Creation of the Commission in no way interferes with the work of the Councils of Government, which may serve the Region in which the Commission is located. The Commission, its members and individuals can continue to seek support from the COGs, and since the Commission does not even seek the authority to receive planning grants there will be no interference in that aspect of the operations of Councils of Government.

Unlike the mission of the COGs, the focus of the Commission is directed toward coordination with the state agencies to solve local problems.

6. How Does the Sub-Regional Planning Commission operate in relation to Governor’s Oversight.

Section 391.009 provides that the governor (with the assistance of the auditor) may issue rules for oversight of 391 commissions, with particular emphasis on funds, use of funds and audits of use of funds.

In the Texas Administrative Code, Title I, “Administration,” Part 1 “office of the Governor,” Chapter 5 “Budget and Planning Office,” Subchapter A “Federal and intergovernmental coordination,” Division 3 “State Planning Assistance Grants,” Rule 5.82 provides that the State will recognize “one [section 391] regional planning commission…in each state planning region or subregion” as being eligible for state planning assistance grants.

That the rule recognizes the existence of a “subregion” and that planning commissions may serve subregions, demonstrates that the Commission can rightfully serve a subregion. Under the rule, only the planning commission designated by the state can receive state planning grants. The Eastern Central Texas Sub-Regional Planning Commission, thus, cannot receive state planning grants, and does not intend to seek any such grants. The members understood that rule when they created the Commission, and conditioned creation of the Commission on the fact that no such planning grants would be sought.

The provision allowing oversight rules to be issued is found in the same section, which the legislature amended in 2001 to provide for “coordination.” So, clearly there was no legislative intent that oversight rules could prevent or limit the creation of a planning commission in order to achieve coordination with state agencies.

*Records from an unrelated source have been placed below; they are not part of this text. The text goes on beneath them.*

Issue #1314, opened 2021-02-09
[0.52] “growing alien buildable” animation when a buildable is built is not displayed


illwieckz:
I wonder what introduced this regression.

illwieckz:
[![broken growing alien buildable animation](https://dl.illwieckz.net/b/unvanquished/bugs/broken-growing-alien-buildable-animation/unvanquished_2021-02-09_083344_000.jpg)](https://dl.illwieckz.net/b/unvanquished/bugs/broken-growing-alien-buildable-animation/unvanquished_2021-02-09_083344_000.jpg)

[![broken growing alien buildable animation](https://dl.illwieckz.net/b/unvanquished/bugs/broken-growing-alien-buildable-animation/unvanquished_2021-02-09_083347_000.jpg)](https://dl.illwieckz.net/b/unvanquished/bugs/broken-growing-alien-buildable-animation/unvanquished_2021-02-09_083347_000.jpg)

[![broken growing alien buildable animation](https://dl.illwieckz.net/b/unvanquished/bugs/broken-growing-alien-buildable-animation/unvanquished_2021-02-09_083355_000.jpg)](https://dl.illwieckz.net/b/unvanquished/bugs/broken-growing-alien-buildable-animation/unvanquished_2021-02-09_083355_000.jpg)

necessarily-equal:
Having a look

necessarily-equal:
it was fairly subtle, https://github.com/Unvanquished/Unvanquished/pull/1317

illwieckz:
Fixed by #1317.

PR #1317, opened 2021-02-11
Fix buildable anims

necessarily-equal:


illwieckz:
I confirm it fixed #1314 on my end. =)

The Eastern Central Texas Sub-Regional Planning Commission was formed after its members carefully considered how to properly structure a 391 Commission. Once satisfied they could form an effective organization that could require TxDOT to finally consider the concerns of the citizens in a meaningful way, they acted swiftly and decisively.

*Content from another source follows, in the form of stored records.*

PR #1320, opened 2021-02-11
Only display the devolve button as activatable near the overmind

necessarily-equal:
See the commits.

For the "too far from overmind" logo, I don't have a good one. Suggestions welcome.

### DIFF
--- a/src/cgame/cg_buildable.cpp
+++ b/src/cgame/cg_buildable.cpp
@@ -2557,3 +2557,32 @@ void CG_Buildable( centity_t *cent )
 		CG_EndShadowCaster( );
 	}
 }
+
+// maybe move this to shared/ and add a prototype?
+static bool IsMainBuildable(buildable_t buildable)
+{
+	return buildable == BA_A_OVERMIND || buildable == BA_H_REACTOR;
+}
+
+const centity_t *CG_LookupMainBuildable()
+{
+	for( int beaconNum = 0; beaconNum < cg.beaconCount; beaconNum++ ) {
+		const auto b = cg.beacons[ beaconNum ];
+		if ( b->type == BCT_TAG && !(b->flags & (EF_BC_TAG_PLAYER|EF_BC_ENEMY))
+				&& IsMainBuildable( static_cast<buildable_t>(b->data) ) )
+		{
+			return &cg_entities[ b->target ];
+		}
+	}
+
+	return nullptr;
+}
+
+// keep in sync with G_DistanceToBase
+float CG_DistanceToBase()
+{
+	const centity_t *ent = CG_LookupMainBuildable();
+	if (!ent)
+		return 1e+37f; // in accordance to sgame
+	return Distance(cg.predictedPlayerEntity.lerpOrigin, ent->lerpOrigin);
+}
--- a/src/cgame/cg_animdelta.cpp
+++ b/src/cgame/cg_animdelta.cpp
@@ -51,7 +51,7 @@ bool AnimDelta::ParseConfiguration(clientInfo_t* ci, const char* token2, const c
 	char* token = COM_Parse2( data_p );
 	if ( !token || token[0] != '{' )
 	{
-		Log::Notice( "^1ERROR^*: Expected '{' but found '%s' in %s's character.cfg", token, ci->modelName );
+		Log::Warn( "Expected '{' but found '%s' in %s's AnimDelta", token, ci->modelName );
 		return true;
 	}
 	while ( 1 )
--- a/src/cgame/cg_local.h
+++ b/src/cgame/cg_local.h
@@ -1617,6 +1617,8 @@ struct cgs_t
 	int      maxclients;
 	char     mapname[ MAX_QPATH ];
 
+	float    devolveMaxBaseDistance; // used for evolve/devolve ui
+
 	float    momentumHalfLife; // used for momentum bar (un)lock markers
 	float    unlockableMinTime;  // used for momentum bar (un)lock markers
 
@@ -1999,6 +2001,8 @@ void     CG_InitBuildables();
 void     CG_HumanBuildableDying( buildable_t buildable, vec3_t origin );
 void     CG_HumanBuildableExplosion( buildable_t buildable, vec3_t origin, vec3_t dir );
 void     CG_AlienBuildableExplosion( vec3_t origin, vec3_t dir );
+const centity_t *CG_LookupMainBuildable();
+float    CG_DistanceToBase();
 
 //
 // cg_animation.c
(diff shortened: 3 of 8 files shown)


src/cgame/cg_buildable.cpp
```diff
@@ -1338,9 +1338,12 @@ CG_BuildableParticleEffects
 static void CG_BuildableParticleEffects( centity_t *cent )
 {
 	entityState_t *es = &cent->currentState;
-	team_t        team = BG_Buildable( es->modelindex )->team;
-	int           health = es->generic1;
-	float         healthFrac = ( float ) health / BG_Buildable( es->modelindex )->health;
+
+	ASSERT(es->eType == entityType_t::ET_BUILDABLE);
```
slipher, line 1342: Use `ASSERT_EQ`

slipher, line 1342: Use `ASSERT_EQ`

src/cgame/cg_ents.cpp
```diff
@@ -1381,3 +1381,59 @@ void CG_AddPacketEntities()
 		}
 	}
 }
+
+// see also G_Team in src/sgame/sg_ents.cpp
+team_t CG_Team(const centity_t *ent)
```
slipher, line 1386: Why don't you use this function in any of these places where the team needs to be determined?

src/cgame/cg_ents.cpp
```diff
@@ -1381,3 +1381,59 @@ void CG_AddPacketEntities()
...
+			return (team_t) ci.team;
+		}
+		case entityType_t::ET_BUILDABLE:
+			return (team_t) ent->currentState.modelindex2;
+		default:
+			return TEAM_NONE;
+	}
+}
+
+/*
```
slipher, line 1404: delete

src/cgame/cg_ents.cpp
```diff
@@ -1381,3 +1381,59 @@ void CG_AddPacketEntities()
...
+		case entityType_t::ET_PLAYER:
+		case entityType_t::ET_CORPSE:
+		{
+			clientInfo_t &ci = cgs.clientinfo[es.clientNum];
+			return (team_t) ci.team;
+		}
+		case entityType_t::ET_BUILDABLE:
+			return (team_t) ent->currentState.modelindex2;
+		default:
+			return TEAM_NONE;
```
slipher, line 1400: Maybe there should be an assert or something, if it was used on an entity of the wrong type.

src/cgame/cg_ents.cpp
necessarily-equal: I've moved the CG_Team work into another PR as it can wait for the 0.53 "AnyTeam" milestone. If anyone wants to tag it, it's https://github.com/Unvanquished/Unvanquished/pull/1337 (leet!)

slipher:
Hmm, it might be possible for this to forbid you from evolving even when it is possible. The cgame is not guaranteed to have locations for all entities, only ones in certain visibility regions. So like if the OM is close to you but on the other side of a wall, this might tell you you can't evolve.

illwieckz:
We can then reword that the overmind must be in sight.

slipher:
> 
> 
> We can then reword that the overmind must be in sight.

You mean rewrite the sgame code?

illwieckz:
Yeah, ultimately both. If the code does not fit what we say, we may fix what we say, if what we say still does not fit the code, we may fix the code… until we get something that fist perfectly. 😁

If we can't ensure being close to the overmind works everytime or in a way we can't really describe to the user, we may find a similar mechanism we can ensure it works everytime and can be easily described.

Like, if the condition is to be in sight of the overmind and close from a given distance, I don't see why the specific limitations and other optimizations of the engine can prevent to have the words in the gameplay guide to fit the behavior the player experiences.

Gireen:
The beacon for base/overmind could maybe used for this. The client should know its position and distance.
And if there is no beacon the overmind is down. Depending on when the beacon is created, on placement or finished growth, it could also used to know if evolving is possible.

necessarily-equal:
@Gireen here's how it looks like when looking it up from the beacon:
```C++
        for( int beaconNum = 0; beaconNum < cg.beaconCount; beaconNum++ ) {
                auto b = cg.beacons[ beaconNum ];
                if ( b->type == BCT_TAG && !(b->flags & (EF_BC_TAG_PLAYER|EF_BC_ENEMY))
                                && IsMainBuildable( static_cast<buildable_t>(b->data) ) )
                {
                        return &cg_entities[ b->target ];
                }
        }
```
Do you prefer it that way? I personally don't really see the point over iterating on cg_entities directly, since you need this array anyway.

Gireen:
For me both are fine. But iterating only the beacons feels more right. 😄

illwieckz:
@afontain, can you rebase on latest `0.52.0/sync` branch?

necessarily-equal:
Rebased

necessarily-equal:
uh, rebased, but broken

slipher:
What was the solution to the problem that the cgame is not guaranteed to have knowledge of all entities? I don't like the idea that the menu can forbid you from doing an action, because the cgame tried incorrectly to imitate the logic of the sgame.

The menu code is not working because it changes the now-dead code for the old version of circlemenus.

Gireen:
The beacon for mainbase is the overmind position. It should be the same as sgame.

For the lua circle menu there are only small changes required
This
https://github.com/Unvanquished/Unvanquished/pull/1320/files#diff-0dd2ea7342970b29ba0e63dd7492fd87a3e236870dfbc0ba86c322e771835b4aR432-R439

has just to be split up these places
https://github.com/Unvanquished/Unvanquished/pull/1348/files#diff-8281311e17d0f35249779e2ccc208333cc2024762edc8c5716c2bf4588fbb7d4R1734-R1749 

https://github.com/UnvanquishedAssets/unvanquished_src.dpkdir/pull/40/files#diff-d94057619f7ef02c147e9a4ba26d0479b88c74ea7cdefcdafc042102ba9af496R47-R58

necessarily-equal:
Thanks @slipher and @Gireen. Rebased.

illwieckz:
About that:

> What was the solution to the problem that the cgame is not guaranteed to have knowledge of all entities

I assume that if under some obscure circumstance the cgame can't know where is the overmind, you can't be close enough to validate the condition for being close enough to the overmind to evolve anyway…

illwieckz:
Hmm, @necessarily-equal it looks like it is requiring a rebase again… :-/

necessarily-equal:
rebased

illwieckz:
That seems to work perfectly! When using the UI there is a lock icon preventing to select the lower classes, and if using the console, a message is still displayed on screen telling why the action was not done, very good! 👍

They have executed the Commission’s duties with respect for and in compliance with all applicable laws. They have kept the process of governing simple, clear, and in the public’s view, avoiding the creation of another layer of bureaucracy. Most importantly, they have ensured the concerns of the citizens of Bell County will not be ignored by TXDOT, EPA, the Governor or any other agencies involved in the TTC.

They have asserted the most fundamental principle of our American system of government – local control – for the benefit of the citizens they represent, and for us all.

Fred Kelly Grant
President, Stewards of the Range

Grant began his formal education at the College of Idaho where he attained a Bachelors of Arts degree in History, with emphasis on Constitutional History and Law. He then attended the University of Chicago School of Law, specializing in criminal law.

Fred has spent nearly fifty years practicing law, and during this time has worked in his professional capacity with all levels of government, and every branch of government.

He served as a Law Clerk to Chief Judge Brune, in the Maryland Court of Appeals, and later for Judge Lodge in the Idaho Supreme Court. He has worked many years in private practice, first for Lord, Bissell, and Brook; a Chicago law firm representing Lloyd’s of London, later as a criminal defense attorney in Baltimore, Maryland and currently for private clients in Nampa, Idaho.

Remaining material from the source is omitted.